> [What you should do]:
Each record that follows must be printed exactly as given.

(Excerpts from a dataset)
·····

PR #2714, opened 2021-01-03
MACOSX: simplify Retina blurriness workarounds and restore Dark Mode

dwatteau:
This is related to bugs #11430 and #11305.

It appears that commit a1d930209a6452649ab704dbbcf2084c9177936e is actually enough to avoid blurriness display issues on Retina screens (i.e. favour OpenGL rendering over Metal rendering inside SDL2, because of interaction problems between macOS on Retina screens and SDL2).

Previous attempts at working around this included disabling Dark Mode (c59bf95ba85b25b134110eb0ff9c3d0e17750630) and passing a particular "invalid" argument to the `-platform_version` linker flag (70f79d3df8b4a9d4c6d1b69838ff5a722c51b61e), but it appears that `SDL_SetHint(SDL_HINT_RENDER_DRIVER, "opengl")` is sufficient to avoid this bug (until a future version of SDL2 possibly fixes this for good and makes any workaround unnecessary).

(Note when manually testing changes to `Info.plist`: temporary rename your `.app` before launching it again, otherwise macOS may cache some previous values ― that's probably why I thought the other commits were still necessary when submitting my `SDL_HINT_RENDER_DRIVER` PR.)

This works for me with a local Xcode 12.2 build on macOS 11.1, with a quick test of the old builtin theme, which isn't blurry. (I can also test this on my other Retina machine with Mojave if you like, but only in a few weeks.) However, I use newer SDKs than what's used for official builds, so maybe the best way to validate this PR would be to provide an official test build containing it?

And if this PR is accepted, a backport to the `2.2` branch might be wanted.

### DIFF
--- a/configure
+++ b/configure
@@ -2902,9 +2902,6 @@ case $_host_os in
 			fi
 		fi
 
-		# Building with SDK 10.14+ causes blurry display on Retina screens.
-		# A workaround is to set the LC_VERSION_MIN_MACOSX load command's sdk value
-		# to n/a (i.e. 0.0). See bug #11430 for details.
 		echocheck "macOS deployment target"
 		cat > $TMPC << EOF
 #include "AvailabilityMacros.h"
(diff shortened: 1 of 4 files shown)


criezy:
Thank you for this!
I have checked that when I build natively on big sur on my new retina laptop is indeed works. But before I merge this I want to make a build with the release toolchain (which uses an older SDK) to check that it still works properly. I am quite hopeful and will be happy to see the SDK version hack go. And having access to the dark theme will be a nice bonus.

criezy:
I have now verified this works well when building with an older SDK as well.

·····

> [Written solution]:
PR #2714, opened 2021-01-03
MACOSX: simplify Retina blurriness workarounds and restore Dark Mode

dwatteau:
This is related to bugs #11430 and #11305.

It appears that commit a1d930209a6452649ab704dbbcf2084c9177936e is actually enough to avoid blurriness display issues on Retina screens (i.e. favour OpenGL rendering over Metal rendering inside SDL2, because of interaction problems between macOS on Retina screens and SDL2).

Previous attempts at working around this included disabling Dark Mode (c59bf95ba85b25b134110eb0ff9c3d0e17750630) and passing a particular "invalid" argument to the `-platform_version` linker flag (70f79d3df8b4a9d4c6d1b69838ff5a722c51b61e), but it appears that `SDL_SetHint(SDL_HINT_RENDER_DRIVER, "opengl")` is sufficient to avoid this bug (until a future version of SDL2 possibly fixes this for good and makes any workaround unnecessary).

(Note when manually testing changes to `Info.plist`: temporary rename your `.app` before launching it again, otherwise macOS may cache some previous values ― that's probably why I thought the other commits were still necessary when submitting my `SDL_HINT_RENDER_DRIVER` PR.)

This works for me with a local Xcode 12.2 build on macOS 11.1, with a quick test of the old builtin theme, which isn't blurry. (I can also test this on my other Retina machine with Mojave if you like, but only in a few weeks.) However, I use newer SDKs than what's used for official builds, so maybe the best way to validate this PR would be to provide an official test build containing it?

And if this PR is accepted, a backport to the `2.2` branch might be wanted.

### DIFF
--- a/configure
+++ b/configure
@@ -2902,9 +2902,6 @@ case $_host_os in
 			fi
 		fi
 
-		# Building with SDK 10.14+ causes blurry display on Retina screens.
-		# A workaround is to set the LC_VERSION_MIN_MACOSX load command's sdk value
-		# to n/a (i.e. 0.0). See bug #11430 for details.
 		echocheck "macOS deployment target"
 		cat > $TMPC << EOF
 #include "AvailabilityMacros.h"
(diff shortened: 1 of 4 files shown)


criezy:
Thank you for this!
I have checked that when I build natively on big sur on my new retina laptop is indeed works. But before I merge this I want to make a build with the release toolchain (which uses an older SDK) to check that it still works properly. I am quite hopeful and will be happy to see the SDK version hack go. And having access to the dark theme will be a nice bonus.

criezy:
I have now verified this works well when building with an older SDK as well.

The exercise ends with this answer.